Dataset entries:
PR #1123, opened 2020-08-07
Improve CRI->checkpoint logic in the face of downgrades

anguslees:
Commit e38a4d8a8a9358f9b1e24f465a8d42a95a837533 introduced a method of
checkpointing IPAM state to disk and avoiding CRI access.  As written,
that commit failed to handle upgrade/downgrade/upgrade: on the second
upgrade the checkpoint file would exist but contain stale information.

> **Your objective**: Retype exactly, please, each line from the line that contains "Improve CRI->checkpoint logic" through the last line of the entries above, with nothing added.

> **Exercise result**:
Improve CRI->checkpoint logic in the face of downgrades

anguslees:
Commit e38a4d8a8a9358f9b1e24f465a8d42a95a837533 introduced a method of
checkpointing IPAM state to disk and avoiding CRI access.  As written,
that commit failed to handle upgrade/downgrade/upgrade: on the second
upgrade the checkpoint file would exist but contain stale information.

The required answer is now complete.